*** Block opens ***
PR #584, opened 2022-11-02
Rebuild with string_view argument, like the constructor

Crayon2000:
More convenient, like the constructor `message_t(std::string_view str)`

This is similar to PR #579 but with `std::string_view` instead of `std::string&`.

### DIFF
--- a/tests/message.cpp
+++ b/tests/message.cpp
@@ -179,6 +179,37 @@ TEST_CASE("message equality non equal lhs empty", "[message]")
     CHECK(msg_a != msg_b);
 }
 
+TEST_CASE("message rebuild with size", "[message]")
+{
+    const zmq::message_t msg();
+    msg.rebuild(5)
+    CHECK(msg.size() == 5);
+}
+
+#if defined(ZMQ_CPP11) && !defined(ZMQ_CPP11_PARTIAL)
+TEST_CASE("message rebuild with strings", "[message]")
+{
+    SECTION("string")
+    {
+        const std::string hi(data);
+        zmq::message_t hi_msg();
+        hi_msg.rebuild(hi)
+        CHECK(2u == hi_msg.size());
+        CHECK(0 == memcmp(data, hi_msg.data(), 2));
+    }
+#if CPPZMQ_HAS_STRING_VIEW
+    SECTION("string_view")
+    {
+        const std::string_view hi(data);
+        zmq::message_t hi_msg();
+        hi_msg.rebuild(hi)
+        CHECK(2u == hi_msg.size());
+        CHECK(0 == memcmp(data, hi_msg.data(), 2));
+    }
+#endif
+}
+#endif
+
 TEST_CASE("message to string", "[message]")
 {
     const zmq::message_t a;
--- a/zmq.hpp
*** Block closes ***
*** Block opens ***
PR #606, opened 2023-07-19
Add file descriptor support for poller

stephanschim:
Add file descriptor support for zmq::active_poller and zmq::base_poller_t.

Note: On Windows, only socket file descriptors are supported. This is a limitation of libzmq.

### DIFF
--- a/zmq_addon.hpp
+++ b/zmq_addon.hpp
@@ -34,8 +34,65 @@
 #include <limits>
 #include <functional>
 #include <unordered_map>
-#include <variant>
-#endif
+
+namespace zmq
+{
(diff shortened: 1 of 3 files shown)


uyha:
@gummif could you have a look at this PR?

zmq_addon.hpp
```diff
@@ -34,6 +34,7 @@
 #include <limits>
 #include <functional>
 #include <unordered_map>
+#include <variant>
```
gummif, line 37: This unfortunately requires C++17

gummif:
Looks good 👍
*** Block closes ***
*** Block opens ***
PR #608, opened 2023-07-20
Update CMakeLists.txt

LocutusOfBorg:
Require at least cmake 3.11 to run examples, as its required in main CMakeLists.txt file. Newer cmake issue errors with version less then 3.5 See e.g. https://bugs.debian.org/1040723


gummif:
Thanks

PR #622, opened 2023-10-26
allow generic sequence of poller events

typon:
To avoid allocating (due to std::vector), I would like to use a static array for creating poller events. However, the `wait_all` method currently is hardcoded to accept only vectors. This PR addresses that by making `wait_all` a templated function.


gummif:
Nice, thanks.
*** Block closes ***
= Work request =
Among the lines above, find those carrying the word "only" and copy them out.

= Solution to this exercise =
Note: On Windows, only socket file descriptors are supported. This is a limitation of libzmq.
To avoid allocating (due to std::vector), I would like to use a static array for creating poller events. However, the `wait_all` method currently is hardcoded to accept only vectors. This PR addresses that by making `wait_all` a templated function.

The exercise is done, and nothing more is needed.